Progetto e realizzazione di Luca Lombardi per Alessandro Riva

Luca Lombardi Project for Alessandro Riva

 

Una volta che la sorgente digitale è stata selezionata il DAC provvederà alla elaborazione del segnale. La descrizione del circuito e delle sue caratteristiche è stata ben enucleata dall’ing. Rampino e dall’ing. Manunta su CHF 36, e rimando alla rilettura di questo articolo e dei precedenti sui problemi inerenti i DAC per un approfondimento della questione. Lasciamo quindi che il segnale venga processato e restituito in forma analogica dai due Burr-Brown PCM 1716E. Immediatamente a valle di questi riprendiamo a discutere di qualità

 

Dalle figure 2 e 3 dell’articolo citato si osserva che il segnale analogico e bilanciato in uscita viene inviato ad uno stadio di uscita.

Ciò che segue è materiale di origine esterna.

PR #1627, opened 2025-01-27
Prepare for -DPy_LIMITED_API flag in pytorch #145764

janeyx99:
PyTorch core is going to start enforcing the Py_LIMITED_API flag definition for best practices + sanity whenever the py_limited_api is passed in. This PR prepares AO to smoothly handle that change when the nightly is updated.

PT PR:  https://github.com/pytorch/pytorch/pull/145764

Test plan:
This should be a noop for both build and runtime.

### DIFF
--- a/setup.py
+++ b/setup.py
@@ -14,6 +14,7 @@ from setuptools import Extension, find_packages, setup
 
 current_date = datetime.now().strftime("%Y%m%d")
 
+PY3_9_HEXCODE = "0x03090000"
 
 def get_git_commit_id():
     try:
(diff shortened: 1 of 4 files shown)


setup.py
```diff
@@ -212,24 +214,26 @@ def get_extensions():
...
-        ]
+        ],
     }
 
     if not IS_WINDOWS:
-        extra_compile_args["cxx"] = [
-            "-O3" if not debug_mode else "-O0",
-            "-fdiagnostics-color=always",
-        ]
+        extra_compile_args["cxx"].extend(
```
drisspg, line 225: good fix

setup.py
```diff
@@ -14,6 +14,8 @@
 
 current_date = datetime.now().strftime("%Y%m%d")
 
+PY3_9_HEXCODE = "0x03090000"
```
drisspg, line 17: this strange AF to me as a flag

drisspg (approved):

setup.py
janeyx99: lol yea welcome to the undocumented world of python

L’operazionale di uscita è configurato nella forma di un filtro passa basso con il compito di eliminare i segnali non desiderati generati dal processo di conversione. Nella maggior parte dei casi il filtro analogico è di tipo attivo, cioè si costruisce una rete di retroazione la cui funzione di trasferimento è quella di un passa-basso. Il circuito Northstar è molto raffinato, poiché viene eliminata ogni forma di controreazione interna. In Figura 1 ho riportato lo schema elettrico dello stadio in questione e del circuito di filtraggio. Da una simulazione effettuata (confermata dalle misure rilevate su un convertitore finito) ho rilevato una impedenza di uscita attestata intorno ai 50 ohm, un offset di 50mV circa ed una risposta in frequenza ed in fase che ho riportato nella successiva figura 7. Come si osserva le caratteristiche di risposta sono veramente elevate, con una rotazione di fase tra le più contenute che ricordi. Giocando con le sole simulazioni ho osservato che un certo miglioramento è ottenibile con la sostituzione di C32, e del corrispettivo condensatore sull’altro canale, con un valore di 820pF. Non ho provato sul campo ma la cosa dovrebbe portare ad un miglioramento in alta frequenza (sulle armoniche di strumenti che riescono ad estendersi molto in alto, non sulla voce) migliorando  pure i transienti ad altissima frequenza.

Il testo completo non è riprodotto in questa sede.